The Price of Incentivizing Exploration: A Characterization via Thompson Sampling and Sample Complexity
研究了多臂老虎机中算法如何通过信息不对称激励自利代理人探索,发现汤普森采样在初始数据充足时是激励相容的,性能损失仅限于收集样本的初始轮次,并刻画了样本复杂度与代理人信念及臂数的关系。
We consider “incentivized exploration”: a version of multiarmed bandits where the choice of arms is controlled by self-interested agents. The algorithm can only issue recommendations and needs to incentivize the agents to explore, even though they prefer to exploit. The algorithm controls the flow of information and relies on information asymmetry to create incentives. This line of work, motivated by misaligned incentives in recommendation systems, has received considerable attention in the “economics and computation” community. We focus on the “price of incentives”: the loss in performance, broadly construed, incurred for the sake of incentive compatibility.

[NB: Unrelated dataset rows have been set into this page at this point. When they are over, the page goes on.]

Issue #769, opened 2025-07-29
Running out of memory fast when drawing MESMER-M emulations


veni-vidi-vici-dormivi:
Drawing emulations for MESMER-M is (at least?) 12 times more memory intensive than for MESMER. I cannot draw much more than 100 emulations on the MacBook Pro with 18 GB of RAM (the process gets killed or runs into a segmentation fault at about 60 GB of swap usage).
Something related might be #165 (2).

veni-vidi-vici-dormivi:
https://github.com/MESMER-group/mesmer/blob/be8455e14ff6ea16447f336a9c981c66656e0d59/mesmer/stats/_power_transformer.py#L44

Not optimal either, even though it happens in an `apply_ufunc` along `sample_dim` so I think it deletes the doubled array after every gridcell and realisation.

mathause:
This is the required RAM to create the emulations or the size of the emulations? The second case would not be possible to store in RAM no matter what we optimize.

veni-vidi-vici-dormivi:
No that's the total size of the emulations.

PR #772, opened 2025-07-29
Reference copy `innovations` into `out` for `draw_auto_regression_monthly_np`

veni-vidi-vici-dormivi:
related to #769


mathause (approved):

veni-vidi-vici-dormivi:
Jup, that halved the time needed to draw emulations with mesmer-m 😅

PR #773, opened 2025-07-30
move data modules to mesmer namespace

### LINKED ISSUE #348: mesmer module naming and structure

mathause:
- [ ] Closes #348
 - [ ] Tests added

Move data processing modules directly to the mesmer namespace. I am not happy with this but don't know any better, either :slightly_frowning_face:


mathause:
Will probably move `mesmer.core.utils.upsample_yearly_data` to `mesmer.resample`. Not sure about `mesmer.data`.

PR #788, opened 2025-08-28
test without integration & legacy tests (do not merge)

mathause:
- [ ] Closes #xxx
 - [ ] Tests added


mathause:
This is pretty interesting and could be a good exercise to fix (if we had time)...

- there seem to be no unit test for `ProbabilityIntegralTransform`
- Maybe [test_volc.py](https://github.com/MESMER-group/mesmer/blob/4e4fca9569273faec69d7c5d354b4678d42d8e11/tests/integration/test_volc.py) should be a unit test? (instead of integration)

PR #832, opened 2025-12-17
avoiding degradation of fit in _fit_np

yquilcaille:
While training mrso, i noticed issues during the training. Basically, the Cholesky decomposition failed for all localization radii, because the matrix was symetric, but not all eigenvalues were positive. When digging, i discovered that the training of conditional distributions was failing for many grid points. It was caused by two issues. 

1. I noticed that the minimization during `ConditionalDistribution._fit_np` was for some reason finishing on a `m.x` with a higher function value than the first guess... Which should not happen. I fixed that checking at the end that if `m.x` is returned only if its minimization value is actually below than the value corresponding to the first guess.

We prove that Thompson sampling, a standard bandit algorithm, is incentive compatible if initialized with sufficiently many data points. The performance loss because of incentives is, therefore, limited to the initial rounds when these data points are collected. The problem is largely reduced to that of sample complexity. How many rounds are needed to collect even one sample of each arm? We zoom in on this question, which is perhaps the most basic question one could ask about incentivized exploration. We characterize the dependence on agents' beliefs and the number of arms (which was essentially ignored in prior work), providing matching upper and lower bounds. Typically, the optimal sample complexity is polynomial in the number of arms and exponential in the “strength of beliefs.”